**Activity:**
Wherever the string "raise" shows up in the material below, copy that line.

**Dataset:**

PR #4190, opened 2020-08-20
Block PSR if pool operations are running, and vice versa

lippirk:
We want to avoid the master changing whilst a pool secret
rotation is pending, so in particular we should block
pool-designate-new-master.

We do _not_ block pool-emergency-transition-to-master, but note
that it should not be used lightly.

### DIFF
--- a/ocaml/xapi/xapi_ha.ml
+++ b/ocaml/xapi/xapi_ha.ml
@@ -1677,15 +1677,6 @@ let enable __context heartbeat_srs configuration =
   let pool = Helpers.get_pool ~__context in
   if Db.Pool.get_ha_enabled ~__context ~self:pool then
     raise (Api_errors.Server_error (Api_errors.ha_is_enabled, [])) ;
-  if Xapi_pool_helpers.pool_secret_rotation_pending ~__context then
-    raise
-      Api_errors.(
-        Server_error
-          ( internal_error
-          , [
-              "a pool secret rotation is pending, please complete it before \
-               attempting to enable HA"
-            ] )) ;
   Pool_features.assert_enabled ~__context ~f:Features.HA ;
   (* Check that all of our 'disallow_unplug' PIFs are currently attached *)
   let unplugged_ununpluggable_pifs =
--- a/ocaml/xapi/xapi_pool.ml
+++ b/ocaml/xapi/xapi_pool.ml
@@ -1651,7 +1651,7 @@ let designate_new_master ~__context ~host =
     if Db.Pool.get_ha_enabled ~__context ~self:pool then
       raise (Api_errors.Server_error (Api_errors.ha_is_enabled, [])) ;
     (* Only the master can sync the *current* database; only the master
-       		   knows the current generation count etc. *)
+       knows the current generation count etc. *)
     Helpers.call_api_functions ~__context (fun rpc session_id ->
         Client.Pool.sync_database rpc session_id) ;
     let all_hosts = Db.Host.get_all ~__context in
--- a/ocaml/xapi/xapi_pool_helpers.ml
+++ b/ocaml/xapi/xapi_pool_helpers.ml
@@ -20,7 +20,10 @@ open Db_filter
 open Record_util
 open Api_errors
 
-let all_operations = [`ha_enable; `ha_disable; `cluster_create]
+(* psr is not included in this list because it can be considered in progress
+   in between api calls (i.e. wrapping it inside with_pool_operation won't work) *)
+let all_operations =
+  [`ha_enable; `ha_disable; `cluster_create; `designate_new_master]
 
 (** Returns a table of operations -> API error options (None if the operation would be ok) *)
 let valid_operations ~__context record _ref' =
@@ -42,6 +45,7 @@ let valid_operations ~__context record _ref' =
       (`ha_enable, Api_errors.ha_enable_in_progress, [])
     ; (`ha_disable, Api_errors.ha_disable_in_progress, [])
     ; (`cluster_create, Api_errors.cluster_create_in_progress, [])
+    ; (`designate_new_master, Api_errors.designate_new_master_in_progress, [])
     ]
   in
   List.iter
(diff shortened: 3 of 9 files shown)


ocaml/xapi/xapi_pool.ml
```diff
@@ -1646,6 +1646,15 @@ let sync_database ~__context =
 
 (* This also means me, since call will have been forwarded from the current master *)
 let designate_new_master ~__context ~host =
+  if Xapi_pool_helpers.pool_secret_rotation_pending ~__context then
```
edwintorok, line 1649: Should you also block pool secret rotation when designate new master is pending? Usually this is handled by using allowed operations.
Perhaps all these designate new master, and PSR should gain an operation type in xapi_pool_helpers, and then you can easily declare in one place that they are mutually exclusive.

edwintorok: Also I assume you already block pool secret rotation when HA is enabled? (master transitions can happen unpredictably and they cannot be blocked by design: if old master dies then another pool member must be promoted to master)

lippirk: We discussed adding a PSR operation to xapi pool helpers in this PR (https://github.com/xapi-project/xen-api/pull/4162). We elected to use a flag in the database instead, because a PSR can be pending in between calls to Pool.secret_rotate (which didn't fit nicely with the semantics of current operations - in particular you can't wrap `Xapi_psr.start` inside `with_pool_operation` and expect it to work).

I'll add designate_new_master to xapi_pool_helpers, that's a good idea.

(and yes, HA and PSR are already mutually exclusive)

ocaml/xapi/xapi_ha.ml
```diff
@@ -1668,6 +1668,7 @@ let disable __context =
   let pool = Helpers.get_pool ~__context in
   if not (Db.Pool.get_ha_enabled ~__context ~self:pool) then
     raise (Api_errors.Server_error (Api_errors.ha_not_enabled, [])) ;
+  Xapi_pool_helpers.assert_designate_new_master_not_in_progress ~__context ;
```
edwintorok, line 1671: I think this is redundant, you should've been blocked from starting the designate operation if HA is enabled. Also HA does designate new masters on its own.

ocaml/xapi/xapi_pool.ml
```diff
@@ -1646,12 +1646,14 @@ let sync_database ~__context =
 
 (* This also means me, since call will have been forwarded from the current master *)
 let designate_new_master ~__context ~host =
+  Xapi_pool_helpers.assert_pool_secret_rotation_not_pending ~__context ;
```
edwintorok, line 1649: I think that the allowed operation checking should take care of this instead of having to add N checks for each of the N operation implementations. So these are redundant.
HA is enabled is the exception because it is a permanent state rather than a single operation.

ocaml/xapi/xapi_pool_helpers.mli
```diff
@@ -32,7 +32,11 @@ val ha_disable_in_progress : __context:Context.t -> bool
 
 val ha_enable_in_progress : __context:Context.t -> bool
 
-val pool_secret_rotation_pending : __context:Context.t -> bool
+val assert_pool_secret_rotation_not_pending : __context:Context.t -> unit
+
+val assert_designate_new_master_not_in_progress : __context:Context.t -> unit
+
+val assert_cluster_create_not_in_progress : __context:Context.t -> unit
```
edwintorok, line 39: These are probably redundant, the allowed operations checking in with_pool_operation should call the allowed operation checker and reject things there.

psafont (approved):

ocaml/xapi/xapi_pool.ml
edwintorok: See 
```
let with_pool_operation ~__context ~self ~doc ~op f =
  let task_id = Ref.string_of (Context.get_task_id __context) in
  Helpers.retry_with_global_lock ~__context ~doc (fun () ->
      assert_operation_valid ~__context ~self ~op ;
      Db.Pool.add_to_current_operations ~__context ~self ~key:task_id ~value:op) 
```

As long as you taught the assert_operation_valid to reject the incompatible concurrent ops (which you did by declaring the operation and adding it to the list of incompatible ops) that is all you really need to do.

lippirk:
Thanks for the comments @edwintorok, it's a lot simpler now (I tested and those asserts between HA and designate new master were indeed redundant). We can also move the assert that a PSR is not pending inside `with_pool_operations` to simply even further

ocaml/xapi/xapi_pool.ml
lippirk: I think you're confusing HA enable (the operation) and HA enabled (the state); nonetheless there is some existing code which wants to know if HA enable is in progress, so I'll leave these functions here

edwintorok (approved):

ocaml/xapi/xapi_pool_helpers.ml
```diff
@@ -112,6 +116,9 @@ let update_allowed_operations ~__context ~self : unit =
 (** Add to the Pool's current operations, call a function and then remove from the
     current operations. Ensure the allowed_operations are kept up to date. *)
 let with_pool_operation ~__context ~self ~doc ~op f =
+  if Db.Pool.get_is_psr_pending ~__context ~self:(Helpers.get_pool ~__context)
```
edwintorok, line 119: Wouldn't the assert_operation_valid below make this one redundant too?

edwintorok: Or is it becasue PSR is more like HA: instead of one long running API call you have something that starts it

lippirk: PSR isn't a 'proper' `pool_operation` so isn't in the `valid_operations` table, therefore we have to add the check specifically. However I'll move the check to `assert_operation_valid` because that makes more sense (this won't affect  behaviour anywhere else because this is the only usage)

**Response below:**
     raise (Api_errors.Server_error (Api_errors.ha_is_enabled, [])) ;
-    raise
       raise (Api_errors.Server_error (Api_errors.ha_is_enabled, [])) ;
     raise (Api_errors.Server_error (Api_errors.ha_not_enabled, [])) ;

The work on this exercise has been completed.